Severity: Low (prevented, not executed)
Duration: N/A (avoided incident)
Impact: Could have interrupted Quan's work week
Root Cause: Considered installing ChromaDB for vector search, which requires image rebuild
Detection: Pre-rebuild ROI check revealed low immediate value vs high disruption cost
Resolution:
- Deferred to Sunday rebuild window (9:45 PM PT)
- Added to pending-rebuilds.md
- Continued with file-based solutions (grep, memory search)
Prevention:
1. ✅ Created Rebuild Discipline Protocol (REBUILD-WINDOW.md)
2. ✅ Established Sunday-only rebuild window
3. ✅ Added mutation layer classification (Image, Runtime, Infra)
4. ✅ Founder energy constraint: protect deep-work blocks
5. ✅ Expected ~5 rebuilds/year if disciplined
Related:
- Rebuild Window Protocol: /REBUILD-WINDOW.md
- Pending rebuilds queue: /pending-rebuilds.md

Lesson: Infrastructure changes fragment founder attention. Batch mutations weekly. Protect deep-work blocks above all else.

2026-02-15: Quo Webhook Server 502 Error

Severity: Medium
Duration: ~30 min investigation + fix
Impact: Inbound SMS not routing to Telegram (webhook failing)
Root Cause: Webhook URL returning 502 Bad Gateway (server not responding)
Detection: User reported missing SMS notifications
Resolution:
1. Verified webhook server process running: systemctl status quo-webhook
2. Checked logs: journalctl -u quo-webhook -f
3. Discovered server script error (Flask dependency issue)
4. Rewrote server using stdlib HTTP server (no Flask dependency)
5. Updated systemd service: quo-webhook.service
6. Restarted service: systemctl restart quo-webhook
7. Tested webhook: SMS → Telegram working
Prevention:
1. ✅ Removed Flask dependency (use stdlib for simple webhooks)
2. ✅ Added service health check to API monitoring (when implemented)
3. ✅ Documented webhook troubleshooting in TOOLS.md
4. 🔄 TODO: Add uptime monitoring for webhook endpoint
Related:
- Quo webhook handler: /tools/quo-webhook-handler-v2.py
- Systemd service: quo-webhook.service (host-managed)
- TOOLS.md section: Quo (Business SMS/Phone)

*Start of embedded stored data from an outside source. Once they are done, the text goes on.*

PR #1041, opened 2016-11-10
Convert check vehicle tax

brenetic:
`check-vehicle-tax` was a custom slug. It is now editable in Publisher as a standard local transaction start page.

[Trello card](https://trello.com/c/qzrzVSAP/545-convert-check-vehicle-tax-to-normal-start-page-2)

# Before

before

# After

after


sihugh:
🎉

PR #1043, opened 2016-11-15
Move answer pages to own controller

davidbasalla:
This PR moves answer pages to their own controller, following the same pattern as Help pages (https://github.com/alphagov/frontend/pull/1036).

The first three commits do a bit of clean up for things that we came across while implementing this. Have a look at the commit messages for more details.

NOTE: There is a root_controller_test.rb file that uses an artefact of format 'answer' to test how the RootController works. We thought about updating this to use another format, but eventually (after we finish with  https://trello.com/c/phpe3PAO/546-refactor-frontend-5) all formats will have their own controllers anyway, so we can just remove this whole test file along with the RootController. So in the meantime we're happy to leave this as is.


test/integration/answer_test.rb
```diff
@@ -0,0 +1,74 @@
+# encoding: utf-8
```
whoojemaflip: I know it's copy-pasta but for Ruby > 2.0 there's no need to explicitly set the encoding to UTF-8 like this.

app/controllers/answer_controller.rb
```diff
@@ -0,0 +1,40 @@
...
+  before_filter :redirect_if_api_request
+
+  def show
+    setup_content_item_and_navigation_helpers("/" + params[:slug])
+    @publication = PublicationPresenter.new(artefact)
+    @edition = params[:edition]
+    set_language_from_publication(@publication)
+  end
+
+  private
```
brenetic: ◀️  (sorry)

PR #1045, opened 2016-11-16
Deal with some style comments hanging over from PR 1043

issyl0:
- The PR was merged before we got the chance to deal with https://github.com/alphagov/frontend/pull/1043#discussion_r88240341 and https://github.com/alphagov/frontend/pull/1043#discussion_r88241206. They're
tiny, but so they don't hang around forever, I'm fixing them now.
- The `answer_controller.rb` change was a copy/paste, so fix it at source as well in `help_controller.rb`.


issyl0:
Welcome back @fofr! ⭐️

PR #1046, opened 2016-11-16
Move video pages to own controller

davidbasalla:
This PR moves video pages to their own controller, following the same pattern as Help pages (https://github.com/alphagov/frontend/pull/1036).

The first two commits do a bit of clean up for things that we came across while implementing this. Have a look at the commit messages for more details.


issyl0:
This will also make it easier to know where the video code is when we come to delete the format.

PR #1047, opened 2016-11-16
Remove unused content security policy code

tijmenb:
This was introduced in https://github.com/alphagov/frontend/pull/733. It hasn't made it to production yet and we have no immediate plans to do so. I really hope we pick this up again, but in the meantime I think it's good to remove the code to avoid clutter and unnecessary maintenance.

Allows us to remove one more thing from the deprecated alphagov-deployment (https://github.gds/gds/alphagov-deployment/pull/1289).

https://trello.com/c/WkJ6qbE6/224-12-factorise-frontend


boffbowsh:
@davbo might have opinions on this. Was there a reason it never got turned on?

tijmenb:
Time. It was created by @alexmuller, so I'll let him merge.

davbo:
I am interested! It would be great if we could deploy CSP more widely on gov.uk. 

That said it will take effort and I suspect this particular code isn't how that ends up happening so removal for now doesn't set us back much, especially if it clears up some of the said "deprecated alphagov-deployment" repo. What do you think @alexmuller ?

Does the service on `#{Frontend.govuk_website_root}/e` exist in production?

davbo:
@boffbowsh the reasons it was never switched on are in here https://gdstechnology.blog.gov.uk/2015/02/12/experimenting-with-content-security-policy-on-gov-uk/ in particular

> This part of the CSP 2 specification works well, but because it's not widely available in browsers yet we're unable to use CSP to prevent inline JavaScript from running.

The policy here allows `'unsafe-inline'` so I can understand not pushing for it in production without the CSP2 support (which is now available in pretty much all browsers).

fofr:
We have made steps toward removing some of those inline scripts. eg Analytics is no longer an inline script.

PR #1050, opened 2016-11-17
Move smart answer start pages to own controller

davidbasalla:
This PR moves simple smart answer start pages to their own controller, following the same pattern as Help pages (https://github.com/alphagov/frontend/pull/1036).

The first commit does a bit of clean up for things that we came across while implementing this. Have a look at the commit message for more details.

### DIFF
--- a/app/controllers/simple_smart_answers_controller.rb
+++ b/app/controllers/simple_smart_answers_controller.rb
@@ -2,15 +2,16 @@ require 'simple_smart_answers/flow'
 
 class SimpleSmartAnswersController < ApplicationController
   before_filter :validate_slug_param
-  before_filter :set_expiry
-  before_filter :setup_edition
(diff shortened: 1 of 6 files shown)


app/controllers/simple_smart_answers_controller.rb
```diff
@@ -40,6 +47,17 @@ def change_completed_question_path(question_number)
     smart_answer_path_for_responses(@flow_state.completed_questions[0...question_number], previous_response: @flow_state.completed_questions[question_number].slug)
   end
 
+  def artefact
```
sihugh: What's the difference between this and `fetch_artefact`?  We use both here, but they seem to do similar things

davidbasalla:
@sihugh Addressed your comment, turns out the `fetch_artefact` call was redundant so we removed the line

PR #1052, opened 2016-11-21
Move guides to own controller

davidbasalla:
This PR moves guide pages to their own controller, following the same pattern as Help pages (https://github.com/alphagov/frontend/pull/1036).

This format is different from the previous ones in that it provides printing functionality.


issyl0:
Seems OK, though the linter is unhappy about travel advice page tests.

davidbasalla:
Yeah that's to do with an unrelated update to govuk_content_schemas. Will need to wait for https://github.com/alphagov/frontend/pull/1053 to get merged, then this should be happy

PR #1053, opened 2016-11-21
Sort countries by utf-8

NeilvB:
The pre-exisitng sort method did not take utf-8 characters such as
a-tilde into account. This commit uses a method [1] to sort by utf-8.

1. http://stackoverflow.com/a/17172055

Note that this PR follows updates to the associated `gov_uk_content_schemas` test fixture (https://github.com/alphagov/govuk-content-schemas/pull/439)


davidbasalla:
Looks good!

PR #1060, opened 2016-11-23
Move programme format to controller

emmabeynon:
This PR moves guide pages to their own controller, following the same pattern as Help pages (#1036).

This format is similar to guides, including that it provides printing functionality.

Paired with @davidbasalla


app/controllers/programme_controller.rb
```diff
@@ -0,0 +1,61 @@
+require "slimmer/headers"
+
+class ProgrammeController < ApplicationController
+  before_filter -> { set_expiry unless viewing_draft_content? }
+  before_filter :redirect_if_api_request
```
whoojemaflip: would it make sense for the redirect to come before the expiry header?

config/routes.rb
```diff
@@ -56,11 +56,14 @@
...
 
+  # Programme pages
+  get ":slug/print", to: "programme#show", variant: :print, constraints: FormatRoutingConstraint.new('programme')
+  get ":slug(/:part)", to: "programme#show", constraints: FormatRoutingConstraint.new('programme')
+
   # Transaction pages
   get ":slug", to: "transaction#show", constraints: FormatRoutingConstraint.new('transaction')
 
   with_options(to: "root#publication") do |pub|
-    pub.get ":slug/print", variant: :print
```
whoojemaflip: nm, just seen the next commit :)

PR #1109, opened 2017-01-27
Show taxon breadcrumbs

alecgibson:
Show taxon breadcrumbs when present, and when a user is in the correct A/B testing bucket. This is hidden behind a feature flag.

Trello: https://trello.com/c/DrBm0dU3/334-changes-to-education-related-content-pages-as-part-of-the-new-navigation-in-frontend


app/controllers/application_controller.rb
```diff
@@ -86,4 +89,13 @@ def set_publication
...
   end
+
+  def breadcrumbs
+    return {} if @navigation_helpers.nil?
+    if should_present_new_navigation_view?
+      @navigation_helpers.taxon_breadcrumbs
+    else
+      @navigation_helpers.breadcrumbs
+    end
+  end
```
alecgibson: @carvil What do you think about moving this logic into the Navigation Helpers itself?

carvil: That sounds like a good idea. However, that gem would have to know about the A/B testing API. Maybe @tijmenb has an idea on this?

alecgibson: Mm. I think in the longer term possibly we should move these sorts of tests into an A/B Testing Gem, that eg Navigation Helpers can rely on. Probably for a different PR though.

tijmenb:
Marking DNM until we have the client library.

app/presenters/education_navigation_ab_testable.rb
```diff
@@ -0,0 +1,17 @@
+module EducationNavigationABTestable
```
mobaig: An alternative implementation would be to make this a class that you instantiate with a content item and a request object. You'd then create an instance of it in ApplicationController#breadcrumbs:

```
ab_testing_policy = EducationNavigationABTestingPolicy.new(@content_item, request)
...
return @navigation_helpers.taxon_breadcrumbs if ab_testing_policy.should_present_new_navigation_view?
return @navigation_helpers.breadcrumbs
...
```

Given none of this logic is doing any actual presenting, a better home for it might be `app/models`.

Benefits: 
* The resulting class is simpler to unit test.
* Its dependencies are obvious within the first few lines of its implementation.
* You can mark the latter three methods private, hinting they aren't used outside the class.
* Renaming and relocating the file makes its purpose a little clearer/easier to remember without needing to read the implementation.

Better still would be to extract out the entire notion of a NavigationPresenter from the controller layer and letting it handle breadcrumbs and related links, but that's probably a bit much for one PR.

alecgibson: Yes I've thought about this approach. I decided against it mainly because of verbosity. Any controllers using this class would have to:
* Instantiate the class
* Attach `helper_method` to make methods available on view
* Attach `after_filter` to mutate the `response` object

I think my ideal API (as discussed with @tijmenb) would be to have a method similar to things like `helper_method` etc., and declare at the top of the controller: `ab_test :educationnavigation`.

However, this is all pretty temporary code, so I don't think we should worry about it too much. Let me know if you think differently.

alecgibson: @mobaig as discussed, I've moved the module into the `models` folder, but will probably leave the rest as-is, given that the code will be removed again after the A/B test is over.

mobaig: @alecgibson cool - although if you're keeping the module implementation a better place still would be `app/controllers/concerns`. It's quite similar to other modules in there already.

Otherwise fine with this, given we're nuking it all after the AB test's finished.

alecgibson: Done

carvil:
This has been successfully tested in integration.

PR #1111, opened 2017-01-30
Use govuk-components for help page related links

MatMoore:
In static we removed the CSS for the old sidebar, but the help page index was stilling using it:

https://www.gov.uk/help

It should have looked like this:

http://webarchive.nationalarchives.gov.uk/20151109153250/https://www.gov.uk/help

Using the govuk-component fixes this.

Before:
screen shot 2017-01-30 at 13 55 16

After:
screen shot 2017-01-30 at 13 52 06

Trello: https://trello.com/c/QFUjiqHs/449-fix-related-links-for-help-pages
Paired with @klssmith @Davidslv 

We've left out the "return to top" link as it wasn't there beforehand, and it doesn't seem to serve any purpose.

### DIFF
--- a/app/views/help/index.html.erb
+++ b/app/views/help/index.html.erb
@@ -56,25 +56,23 @@
 
 </main>
 
-<!-- related -->
-<div class="related-positioning">
-  <div class="related-container">
-    <div class="related" id="related">
-      <div class="inner group">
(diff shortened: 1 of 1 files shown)


tijmenb:
👍

PR #1113, opened 2017-02-01
Fix a bug in the routing of Help Page JSON requests

whoojemaflip:
The segment constraint `slug: %r{help/.+}` was matching on the entire
path including the .json format identifier. This caused an issue where
JSON requests were being interpreted as if for HTML content and would
404 as the slug would not be available in the content-api.


davidbasalla:
We'll look into retiring the JSON API soon, but it's good to have this fixed until we retire it properly

PR #1117, opened 2017-02-06
Getting Help Pages to rendered

whoojemaflip:
**In 2 parts:** 
 - First, we allow the app to call the content-store to find out if the requested document has been migrated. 
 - Then, we've modified the HelpPageController so that it can render documents from the content-store.

A notable addition is the ContentFormatInspector class which is responsible for finding the
content format for a requested slug (and handling API errors that might come up). This is
used by the FormatRoutingConstraint in the router to help determine which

Lesson: Minimize dependencies for critical services. Stdlib > frameworks for simple use cases.

2026-02-13 to 2026-02-17: Gmail OAuth Unauthorized (Day 3+ Offline)

Severity: High
Duration: ~4 days (Feb 13-17, 2026)
Impact: Email triage blocked, API calls failing with KeyError or 401 Unauthorized
Root Cause:
- Access tokens expire after 1 hour
- No automated refresh mechanism
- Tokens last refreshed manually on Feb 16 (expired within hours)
Detection:
- User reported in INITIALIZATION.md ("Gmail OAuth offline Day 3")
- Infrastructure domain initialization revealed issue
- Manual test (gmail-test-account.py) failed with KeyError
Resolution:
1. Created tools/gmail-refresh-all-tokens.py (extracts refresh logic, handles 3 accounts)
2. Added cron job to run every 45 minutes (ID: 42f43a41-d500-4736-8951-178d3b478952)
3. Updated tools/gmail-test-account.py to handle multi-account token format
4. Tested successfully: 76597 messages in quan@ztag.com account
5. Validated all 3 accounts refreshing (quan@ztag.com, quan@gantom.com, quan777@gmail.com)
Prevention:
1. ✅ Automated token refresh (cron every 45 min, well before 1-hour expiration)
2. ✅ Multi-account support (all 3 Gmail accounts maintained)
3. 🔄 TODO: API health monitoring to detect token failures proactively
4. 🔄 TODO: Alert if refresh fails 3x consecutively
5. ✅ Documented in oauth-health.md and system-status.md
Related:
- Token refresh script: /tools/gmail-refresh-all-tokens.py
- OAuth health tracking: /working/infrastructure/oauth-health.md
- System status: /working/infrastructure/system-status.md
- Cron job: 42f43a41-d500-4736-8951-178d3b478952

Lesson: OAuth access tokens are short-lived (1 hour). For production reliability, automated refresh is mandatory, not optional. Cron-based refresh is simpler than daemon for low-volume APIs.

Incident Metrics

Total Incidents: 3

Critical: 0
High: 1 (data loss)
Medium: 1 (webhook failure)
Low: 1 (prevented rebuild)

Mean Time to Detect (MTTD)

Data loss: Immediate (post-restart discovery)
Rebuild temptation: Immediate (pre-execution ROI check)
Webhook failure: ~Unknown (user reported, no automated monitoring)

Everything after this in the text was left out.